### Record set
PR #492, opened 2021-10-31
Added a component to render custom geometry

jankrassnigg:
This component makes it easier to render custom meshes. The ezDynamicMeshBufferResource is already meant for building geometry that works with standard materials, but you need a custom renderer to use it. This component provides exactly that.

It only uses a single material, but you can let it render only a subset of the mesh, so you could have multiple submeshes in a single resource and use multiple components to render them.

### DIFF
--- a/Code/Engine/RendererCore/Meshes/Implementation/CustomMeshComponent.cpp
+++ b/Code/Engine/RendererCore/Meshes/Implementation/CustomMeshComponent.cpp
@@ -93,6 +93,7 @@ ezDynamicMeshBufferResourceHandle ezCustomMeshComponent::CreateMeshResource(ezGA
   desc.m_uiMaxVertices = uiMaxVertices;
   desc.m_uiMaxPrimitives = uiMaxPrimitives;
   desc.m_IndexType = indexType;
+  desc.m_bColorStream = true;
 
   ezStringBuilder sGuid;
   sGuid.Format("CustomMesh_{}", s_iCustomMeshResources.Increment());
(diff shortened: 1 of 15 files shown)


Code/Engine/RendererCore/Meshes/Implementation/CustomMeshComponent.cpp
```diff
@@ -0,0 +1,379 @@
...
+void ezCustomMeshComponent::OnMsgExtractRenderData(ezMsgExtractRenderData& msg) const
+{
+  if (!m_hDynamicMesh.IsValid() || !m_hMaterial.IsValid())
+    return;
+
+  ezResourceLock<ezDynamicMeshBufferResource> pMesh(m_hDynamicMesh, ezResourceAcquireMode::BlockTillLoaded);
+
+  ezCustomMeshRenderData* pRenderData = ezCreateRenderDataForThisFrame<ezCustomMeshRenderData>(GetOwner());
+  {
+    pRenderData->m_GlobalTransform = GetOwner()->GetGlobalTransform() * pRenderData->m_GlobalTransform;
```
C-Core: pRenderData->m_GlobalTransform is identity at this point so it doesn't make sense to multiply with it.

C-Core (approved):

Code/Engine/RendererCore/RenderContext/Implementation/RenderContext.cpp
```diff
@@ -440,10 +440,9 @@ void ezRenderContext::BindMeshBuffer(const ezMeshBufferResourceHandle& hMeshBuff
 }
 
 void ezRenderContext::BindMeshBuffer(ezGALBufferHandle hVertexBuffer, ezGALBufferHandle hIndexBuffer,
-  const ezVertexDeclarationInfo* pVertexDeclarationInfo, ezGALPrimitiveTopology::Enum topology, ezUInt32 uiPrimitiveCount)
+  const ezVertexDeclarationInfo* pVertexDeclarationInfo, ezGALPrimitiveTopology::Enum topology, ezUInt32 uiPrimitiveCount, ezGALBufferHandle hVertexBuffer2, ezGALBufferHandle hVertexBuffer3, ezGALBufferHandle hVertexBuffer4)
```
C-Core, line 443: This certainly needs some cleanup (not necessarily in this PR)

Code/Engine/RendererFoundation/RendererFoundationDLL.h
```diff
@@ -81,8 +81,9 @@ struct EZ_RENDERERFOUNDATION_DLL ezGALIndexType
 {
   enum Enum
   {
-    UShort,
-    UInt,
+    None,   // indices are not used, vertices are just used in order to form primitives
```
C-Core, line 84: Why is the 'None' option needed here? Typically we just use an invalid index buffer if we don't want indexed rendering.

jankrassnigg: Because the enum is used in the creation of the dynamic buffer resource (and thus also the component) and I didn't want to add another enum that would be mostly redundant.
'None' is used to set up meshes that don't use indexed rendering.

Code/Engine/RendererCore/RenderContext/Implementation/RenderContext.cpp
jankrassnigg: Yeah, not the greatest interface, but since it's pretty much only used internally, I thought it's good enough :D

PR #1055, opened 2015-09-05
Mapfishapp - Fix several potential XEE vulns

pmauduit:
Some times ago, between the 14.12 and the 15.06 version, I introduced some code that allows to pretty-print provided XML before saving it into the database, this to let people XML-aware the possiblity to be able to read the saved documents with more ease.

This code actually introduced a vulnerability that I was able to exploit with a PoC (Yes, XEE attacks are trendy these days). Since I used a XML parser that was External-entity-resolution-aware, it was possible to disclose any files from the webserver in every saved documents in Mapfishapp.

This PR addresses the flaw and limits the exploitation on the WMC controller (the vulnerability on the modified code on WMCDocService is unproved, but it should not harm to be patched).


fvanderbiest:
Thanks a lot Pierre, but the PR should target 14.12 rather than 15.06.

pmauduit:
As a contributor, all these version issues are really driving me crazy ...

Anyway that is weird, when I checked I could not manage to find my code back in the 14.12 version, hence the current PR onto 15.06

PR #1063, opened 2015-09-09
Fix group filter not applying correctly on selections

pgiraud:
Fixes camptocamp/georchestra-cigalsace-configuration#549 (comment)


fvanderbiest:
not 15.06 ... 14.06 is the one.

PR #1064, opened 2015-09-09
Fix group filter not applying correctly on selections

pgiraud:
Fixes camptocamp/georchestra-cigalsace-configuration#549

Sorry for the noise.

PR #1065, opened 2015-09-09
Fix group filter not applying correctly on selections

pgiraud:
Same fix as in https://github.com/georchestra/georchestra/pull/1064 but for 15.06


fvanderbiest:
Thanks

Issue #981, opened 2015-05-20
mapfishapp: fullscreen addon


fvanderbiest:
See http://geofao.org.bo/mapfishapp/app/addons/fullscreen/manifest.json or (mirror) https://gist.github.com/fvanderbiest/b004818d8bd3f77cce02

Would be good to see it more widely deployed => review + integration in geOrchestra sources

MaelREBOUX:
Would be great to add it to the 15.12 milestone.

fvanderbiest:
IIRC CIGALsace is very interested by this one too for 15.12

fvanderbiest:
Expected compatibility with IE >= 10

fvanderbiest:
http://caniuse.com/#feat=fullscreen says the API is supported by IE >= 11
As a result, the addon will work in a degraded fashion with IE10: sidebars will be collapsed.

fvanderbiest:
http://sdi.georchestra.org/mapfishapp/

Tiles are not always loading at the edges, when fullscreened ... I'm wondering if the map div has the correct size...

Please report other potential issues.

fvanderbiest:
All done, with documentation: https://github.com/georchestra/georchestra/blob/15.06/mapfishapp/src/main/webapp/app/addons/fullscreen/README.md

PR #1087, opened 2015-10-13
fullscreen addon

fvanderbiest:
This is a proposal for #981


fvanderbiest:
Deployed to http://sdi.georchestra.org/mapfishapp/ and available for the 14.12 & 15.06 releases

Issue #1058, opened 2015-09-07
ogc-server-statistics logs requests to /proxy/ too


fvanderbiest:
ogc-server-statistics currently logs all requests going through the security proxy, including those targeting external servers (matching the /proxy/ endpoint, used to circumvent browser's "same origin policy").

These requests appear in analytics, but the view is very incomplete, since we lack the external server URL.

So, IMO, we have two choices:
 - [solution 1] either we drop support for requests going through /proxy/?url=
 - [solution 2] or we add support for the service endpoint

fvanderbiest:
Voting for solution 1.

pmauduit:
also :+1: for solution 1

fphg:
+1 for 1
however requests still shall be file logged for security reasons

pmauduit:
> however requests still shall be file logged for security reasons

Since they still will be intercepted by the frontend webserver, this would end up in the webserver logfiles logically, independantly of what is done by the Security-proxy afterwards.

landryb:
While here, see also #1027 ?

fvanderbiest:
> While here, see also #1027 ?

right.

PR #1090, opened 2015-10-16
ogc server statistics - do not log if request made onto the /proxy endpoint

vdorut:
See #1058 
Also addresses an useless extra call to handleRequest()

Tests: runtime tested


fvanderbiest:
LGTM, thanks Vincent :-)

Issue #1111, opened 2015-11-09
Geowebcache Version


jusabatier:
I had a NullPointer Exception on some tiles/zoomlevel of an Ortho, I tried to just update my standalone GWC to latest version (1.8.0). And with the new version the error is solved. Maybe could be a good thing to update the GWC used in Georchestra to latest version ?

pmauduit:
It should be as easy as to modify the following line:
https://github.com/georchestra/georchestra/blob/master/geowebcache-webapp/pom.xml#L16

But honestly I don't have the time to test it for now, do you mind giving it a try ?

jusabatier:
Yes I'll try it :)

PR #1114, opened 2015-11-09
Upgrade to GWC v1.8.0

jusabatier:
Since I had some bug with current version, I tried to upgrade GWC to latest version (1.8.0) and it seems to be OK.

cf https://github.com/georchestra/georchestra/issues/1111


fvanderbiest:
Thanks Julien !

Issue #1115, opened 2015-11-09
ldapadmin API should return json content-type


landryb:
Right now the API sets content-type header to text/html when being called from the web ui, while it'd be more 'correct' for it to be 'application/json' .. since the actual value is json.

Also, in https://github.com/georchestra/georchestra/blob/master/ldapadmin/CLIENT_SERVER_INTERFACE.md#use-of-curl i dont really understand why the Content-Type header is set to text/xml since we POST json content...

fvanderbiest:
agreed, +1

pmauduit:
Reproduced:

```
$ curl -i 'http://sdi.georchestra.org/ldapadmin/private/users' ...

HTTP/1.1 200 OK
Date: Mon, 09 Nov 2015 13:28:37 GMT
Server: Apache-Coyote/1.1
Content-Type: text/html;charset=UTF-8
Vary: Accept-Encoding
Content-Encoding: gzip
Content-Length: 1889
Keep-Alive: timeout=5, max=100
Connection: Keep-Alive
```
Should be easily fixed using the `@Produces` annotation, see https://docs.oracle.com/cd/E19798-01/821-1841/gipxf/index.html ; (should also work on a method)

pmauduit:
Tested into generated vm on current master ldapadmin package

PR #1117, opened 2015-11-10
Ldapadmin return json 1115

vdorut:
https://github.com/georchestra/georchestra/issues/1115

### DIFF
--- a/ldapadmin/src/main/java/org/georchestra/ldapadmin/ws/backoffice/users/UserListResponse.java
+++ b/ldapadmin/src/main/java/org/georchestra/ldapadmin/ws/backoffice/users/UserListResponse.java
@@ -25,7 +25,7 @@ import org.springframework.web.bind.annotation.RequestMethod;
  * @author Mauricio Pazos
  *
  */
-@RequestMapping(produces = "application/json")
+@RequestMapping(produces = "application/json; charset=utf-8")
 final class UserListResponse {
 	
 	private List<Account> accountList;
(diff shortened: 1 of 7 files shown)


vdorut:
runtime tested

landryb:
Do we even need to set the Content-Type header in the curl GET example ? Since by default json is returned.. i think Content-Type is needed only for POST. Other that that, reads good to me, and thanks for working on it :)

fvanderbiest:
LGTM, please merge.

ldapadmin/src/main/java/org/georchestra/ldapadmin/ws/backoffice/users/UserListResponse.java
```diff
@@ -23,6 +25,7 @@
  * @author Mauricio Pazos
  *
  */
+@RequestMapping(produces = "application/json")
```
pmauduit: charset ?

ldapadmin/src/main/java/org/georchestra/ldapadmin/ws/backoffice/users/UsersController.java
```diff
@@ -140,7 +140,7 @@ public void findAll( HttpServletRequest request, HttpServletResponse response )
 	 * @param response Returns the detailed information of the user as json
 	 * @throws IOException
 	 */
-	@RequestMapping(value=REQUEST_MAPPING+"/*", method=RequestMethod.GET)
+	@RequestMapping(value=REQUEST_MAPPING+"/*", method=RequestMethod.GET, produces = "application/json")
```
pmauduit: charset ?

pmauduit:
Does not work after more thoroughly checks, needs rework

PR #1124, opened 2015-11-17
[Mapfish] Correct line return in context list

jusabatier:
When the context title is too long, there is no line return and the context is larger than others and it shift all next contexts. That's ugly.

With this css rule, the width of each context is fixed so it prevent that shift.


fvanderbiest:
LGTM, thanks !

PR #1127, opened 2015-11-19
Add emails

Vampouille:
Work in progress !


Vampouille:
Please don't merge this branch !

fvanderbiest:
@Vampouille says it's good to go now. 
So, we need @pmauduit or @fgravin for a review.
I'll have a quick look too :-)

pmauduit:
Looks good (and thanks for having repaired the testsuite ;))

pmauduit:
Just a side-note: it will break people using older versions of tomcat (servlet-3.x required, tomcat >=7 needed, c.f. http://tomcat.apache.org/whichversion.html)

fvanderbiest:
> Just a side-note: it will break people using older versions of tomcat (servlet-3.x required, tomcat >=7 needed

Then the documentation should be updated accordingly in this PR. 
Thanks !

This PR should probably also update https://github.com/georchestra/georchestra/blob/master/doc/setup/postgresql.md#ldapadmin-schema

fvanderbiest:
As a side note, I would have prefered a separate PR with the remaining updates to Jetty.

pmauduit:
> This PR should probably also update https://github.com/georchestra/georchestra/blob/master/doc/setup/postgresql.md#ldapadmin-schema

Done in the first commit of the next branche https://github.com/georchestra/georchestra/commit/a71a1e336aacf25b86adcd6782a835d31d8e078f

> Then the documentation should be updated accordingly in this PR. 
> Thanks !

The UserToken is still needed / not managed by JPA, so the doc does not need to be updated at this point.

PR #1132, opened 2015-11-24
[Mapfish] [WIP] Addon for search places on OSM

jusabatier:
This addon use the overpass API for retrieve the places name, because it allow wildcards in search terms. Once the completes search terms associated to the query are returned, it use nominatim to get the full entity name (allow to get the City name and more if needed) and geometry.

Hope it could help, I created it because my users want to search in same place town, ways, places , ...

And the best data source I could have for this purpose is OSM.


fvanderbiest:
Thanks for the contribution Julien.
Please fix the indents according to our coding style and wrap longer lines if you expect a review.

jusabatier:
Code fix done :) I always have problems with indent when I import from my Notepad++ :/

mapfishapp/src/main/webapp/app/addons/osmsearchplaces/manifest.json
```diff
@@ -0,0 +1,27 @@
+{
+    "js": [
+        "js/main.js"
+    ],
+    "default_options": {
+		"comboTemplate": "{display}",
```
fvanderbiest: indents here

jusabatier:
Example here : https://opendata.agglo-lepuyenvelay.fr/mapfishapp/

MaelREBOUX:
Nice add-on.
We also have a similar add-on for our RVA based ou our API  : https://github.com/sigrennesmetropole/addon_rva

Would be nice to merge into one add-on wich aloow to switch on RVA, BAN, OAPI.
To keep in mind.

jusabatier:
There still are some problems with this addon : 
- I sometimes get a too many request reponse from OSM service
- Some places are missing from the OSM DB (lieux-dits, rues, ...)

I developed another addon for search which fit better to our user's needs.
It allow to configure the referential(s) your want to search in and to filter on a city/region/bounds...
You can test it on http://opendata.agglo-lepuyenvelay.fr/mapfishapp
The bad point is that doesn't allow to suggest/auto-correct user input and is sensitive to accents as it's based on WFS 1.1.0
Tell me if some of you are interested by this addon, I'll make a PR.

fvanderbiest:
> Tell me if some of you are interested by this addon, I'll make a PR.

You say your new addon is better than the one you propose in the current PR ?
If so, yes, please close this PR and submit another one, I'll have a look.

jusabatier:
The new addon have different purpose : 
It allow to define WFS layers as referentials for the searches like cities, ways, shops, etc...
And to define a WFS layer for define a BBOX to search into.

So it doesn't use the OSM datasource but any WFS one.

fvanderbiest:
mapfishapp EOL. Closing.

PR #2869, opened 2020-01-06
console - fix area persisting logic

### LINKED ISSUE #2471: [console] setting empty area for an org isnt persisted in the ldap
ok that's a corner case - setting an empty area for a given org does a PUT with a json containing `cities:[]` - that returns a 200 code, but the ldap isnt updated - i see the operation in the log, but the DIT isnt updated for some reason:
```
Feb  7 14:21:30 demo slapd[15919]: conn=31892 op=1 MOD dn="cn=CRAIG,ou=orgs,dc=craig,dc=fr"
Feb  7 14:21:30 demo slapd[15919]: conn=31892 op=1 MOD attr=description
Feb  7 14:21:30 demo slapd[15919]: conn=31892 op=1 RESULT tag=103 err=0 text=

$ $ldapsearch -x -b ou=orgs,dc=craig,dc=fr ou=CRAIG description
dn: cn=CRAIG,ou=orgs,dc=craig,dc=fr
description: 03155
```

I think it's because of this test : https://github.com/georchestra/georchestra/blob/master/console/src/main/java/org/georchestra/console/ds/OrgsDao.java#L296

i agree it's a fringe case, but the UI shouldnt let the admin believe that the change was persisted. Imo, the test should be removed, thus setting an empty `description` attribute ? @cmangeat ?

RemiDesgrange:
fix #2471 

Also:
* fix a little bug in checkAuthentication
* change the url of the default geojson area, since geopicardie one is
gone
* replace some good old java with his new style one.

### DIFF
--- a/console/src/main/java/org/georchestra/console/ds/OrgsDao.java
+++ b/console/src/main/java/org/georchestra/console/ds/OrgsDao.java
@@ -43,10 +43,10 @@ import javax.naming.directory.Attribute;
 import javax.naming.directory.Attributes;
 import java.io.IOException;
 import java.util.ArrayList;
-import java.util.Arrays;
 import java.util.Base64;
 import java.util.Collections;
 import java.util.List;
+import java.util.Objects;
 import java.util.regex.Pattern;
 import java.util.stream.Collectors;
 import java.util.stream.Stream;
@@ -141,7 +141,7 @@ public class OrgsDao {
                     } catch (DataServiceException e) {
                         return null;
                     }
-                }).filter(account -> null != account).map(account -> accountDao.buildFullUserDn(account))
+                }).filter(Objects::nonNull).map(account -> accountDao.buildFullUserDn(account))
                         .collect(Collectors.toList()).toArray(new String[] {}));
             }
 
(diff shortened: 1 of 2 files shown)


landryb:
>     * change the url of the default geojson area, since geopicardie one is
>       gone

fwiw this probably also needs changes in the datadir console config.. and i'd prefer if the commit was really atomic and only cared about fixing the issue, without all the syntaxic tweaks here and there  - but seems you java devs cant refrain from it ;)

RemiDesgrange:
About the default url for area you're right. But about the syntactic improvement, it's just improvement and we, as a community, need to strive doing our best to improve code quality bit by bits. 

I can remove the default area url if you want.

landryb:
> But about the syntactic improvement, it's just improvement and we, as a community, need to strive doing our best to improve code quality bit by bits.

dont get me wrong, i like it, it's just for future readability that having them as separate commits (in this PR or another, whichever) would be better, because your future self might not understand why those syntactic changes were in a commit fixing an actual issue :) and i think @fvanderbiest would agree with me here..

as for the default url, i think there was another one in a spring xml config like often but seems i'm wrong, so that's the only place its default value is defined. Granted, an ids admin *will* probably override it, but for the 'just works with the defaults' effect we should keep it.

fvanderbiest:
> dont get me wrong, i like it, it's just for future readability that having them as separate commits (in this PR or another, whichever) would be better, because your future self might not understand why those syntactic changes were in a commit fixing an actual issue :) and i think @fvanderbiest would agree with me here..

100% agree. A separate commit in this PR would have been the best option.
Next time, @RemiDesgrange will take care of it.

Issue #2449, opened 2019-02-04
[console] tab titles should be routable urls without the middleware


landryb:
Added in 42b26032, fixed in 89c6a48 & d0c6c769, right now the 'users' tab isnt a routable url (the regexp doesnt match `browse/users` which should redirect to `browse/all/users`)and relying on the middleware/webserver to handle this is awkward - the webapp (or the sec-proxy?) should handle those rewrites/redirections so that things work ootb, without apache or nginx horrors...

right now (with the provided apache config), middle-clicking on the org console tab to open it in a new browser tab redirects to `/console/manager/#!/home#%2Forgs%2Fall` which just shows the console homepage, and not the org list. Same for the other tabs....

fvanderbiest:
Agreed.

fvanderbiest:
What do we miss here @tonio ?

severo:
I couldn't find how to configure the `angular-new-router` (see #2470).

Two options, I think:

- fix the URLs in a frontend proxy, as currently done
- update the router package to [ui-router](https://ui-router.github.io/ng1/) (to be checked: will it allow to solve our current issue?)
- update the app from [AngularJS](https://angularjs.org) to [Angular](https://angular.io) or another framework (React, Vue.js...)

severo:
Please comment on that issue before I keep working on it.

fvanderbiest:
JS app generates links like /console/manager/org/c2c/infos which are not server-side routable (hence cannot be opened in a new browser window)
```
$ curl -I http://localhost:8080/console/manager/org/c2c/infos
HTTP/1.1 404 Not Found
```

/console/manager/#!/org/c2c/infos is routable
```
$ curl -I 'http://localhost:8080/console/manager/#!/org/c2c/infos'
HTTP/1.1 200 OK
```

Modifying the frontend proxy to handle these rewrite is not the good way to go, as Landry mentions.
I think we need a custom `urlrewritefilter` config for the console, as for mapfishapp.

severo:
I understand that. What I propose is to replace

> JS app generates links like `/console/manager/org/c2c/infos` which are not server-side routable

by

> JS app generates links like `/console/manager/@!/org/c2c/infos` which are server-side routable

fvanderbiest:
okay !

fvanderbiest:
> if you think I should only fix the Apache configuration

I don't like this solution, but the doc is now fixed with c6926128129fd6a7252ed0ff8c134cb947e1403f
[...]

PR #2872, opened 2020-01-07
console - (re ?)introducing urlrewrite (#2449)

pmauduit:
See issue #2449 for the motivation.

Caveats: using path-info to get the request-uri without the context name
did not seem to work at runtime, so I used the request URI but with a
wildcard pattern on the webapp name (see in urlrewrite.xml). As a
consequence, "/console/manager/public/libraries.css" will match as well
as "/aaaa/bbbb/manager/public/libraries.css". But at least, it shall
allow people deploying in an other context name to still trigger the
rule accordingly.

tests:

* utests OK
* IT OK
* runtime tests OK


fvanderbiest:
Excellent, thanks !

Issue #2781, opened 2019-10-16
console - role names should be regexp-validated


fvanderbiest:
UPPERCASED, no special chars, no space ...
![Capture du 2019-10-16 14-23-09](https://user-images.githubusercontent.com/265319/66918906-9de28a80-f020-11e9-9835-c93d796c6149.png)

landryb:
yes please !!!!

fvanderbiest:
No milestone for now ...

fvanderbiest:
Something like https://github.com/georchestra/georchestra/commit/1046f9dce6ef80fb76b6e7fb99bf5973e0f608d2

PR #2897, opened 2020-01-23
[console] validate role shortname

tonio:
see #2781

### DIFF
--- a/console/src/main/webapp/manager/app/app.es6
+++ b/console/src/main/webapp/manager/app/app.es6
@@ -145,6 +145,13 @@ angular.module('manager', [
     moment.locale($translate.use())
     return date => moment(date).format('LL')
   }])
+  .directive('shortname', () => ({
+    require: 'ngModel',
+    restrict: 'A',
+    link: (scope, elm, attrs, ctrl) => {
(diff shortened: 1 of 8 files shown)


fvanderbiest:
Did I mention the org ? It was about the role IIRC.

fvanderbiest:
Also, the regexp should only allow uppercased chars (and underscores !) for the role name.

console/src/main/webapp/manager/app/app.es6
```diff
@@ -145,6 +145,18 @@ angular.module('manager', [
     moment.locale($translate.use())
     return date => moment(date).format('LL')
   }])
+  .directive('shortname', () => ({
+    require: 'ngModel',
+    restrict: 'A',
+    link: (scope, elm, attrs, ctrl) => {
+      const alphanum = v => v && v.match(/^\w*$/)
```
fvanderbiest: also need to allow the underscore char (ex: role `EL_TRUITE`)

tonio: https://developer.mozilla.org/fr/docs/Web/JavaScript/Guide/Expressions_r%C3%A9guli%C3%A8res#special-word :sunglasses:

Issue #2895, opened 2020-01-22
header - link to the GN admin console does not work 


pmauduit:
the lang parameter in the header is encoded on 2 characters, geonetwork in v3.8.x expects now the language to be 3 chars long. Hence the following link ends in 404:

https://platform/geonetwork/srv/en/admin.console

it should now be:

https://platform/geonetwork/srv/eng/admin.console

fvanderbiest:
Nice catch, thanks.

fvanderbiest:
Suggestion : in our fork, maintain the redirection `en -> eng`, `fr ->fra`, and so on ?
https://github.com/georchestra/geonetwork/blob/georchestra-gn3.8.2-master/web/src/main/webResources/WEB-INF/urlrewrite.xml

PR #2907, opened 2020-01-28
gn - update submodule (#2895)

pmauduit:
See #2895


pmauduit:
Sorry, I forgot that Dependabot should have proposed such a PR

PR #2919, opened 2020-02-04
Docker images built on release published

fvanderbiest:
This PR:
 * builds LDAP and DB docker images on release published
 * prevents checking out useless submodules

Probably interesting to generalize to all other modules if it works as expected

### DIFF
--- a/.github/workflows/atlas.yml
+++ b/.github/workflows/atlas.yml
@@ -26,12 +26,9 @@ jobs:
     - name: "installing geOrchestra root pom"
       run: ./mvnw install --non-recursive
 
-    - name: installing georchestra-commons into .m2
-      run: ./mvnw install -P-all,atlas -pl commons
-
     - name: install & check formating
       working-directory: atlas/
-      run: ../mvnw --no-transfer-progress -B -Dfmt.action=validate install -Dadditionalparam=-Xdoclint:none -DskipTests
+      run: ../mvnw --no-transfer-progress -B -P-all,atlas -Dfmt.action=validate install -Dadditionalparam=-Xdoclint:none -DskipTests
 
     - name: run tests
       working-directory: atlas/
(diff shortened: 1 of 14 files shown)


.github/workflows/geoserver.yml
```diff
@@ -10,12 +10,15 @@ jobs:
     steps:
     - name: "Checking out"
       uses: actions/checkout@v1
+
     - name: "Checking out submodules"
       uses: textbook/git-checkout-submodule-action@2.0.0
```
######
§ Exercise goal: The output should be exactly the lines above from the line containing "LGTM, thanks Vincent :-)" to the line containing "It should be", inclusive, with no other lines.

§ Exercise result:
LGTM, thanks Vincent :-)

Issue #1111, opened 2015-11-09
Geowebcache Version


jusabatier:
I had a NullPointer Exception on some tiles/zoomlevel of an Ortho, I tried to just update my standalone GWC to latest version (1.8.0). And with the new version the error is solved. Maybe could be a good thing to update the GWC used in Georchestra to latest version ?

pmauduit:
It should be as easy as to modify the following line:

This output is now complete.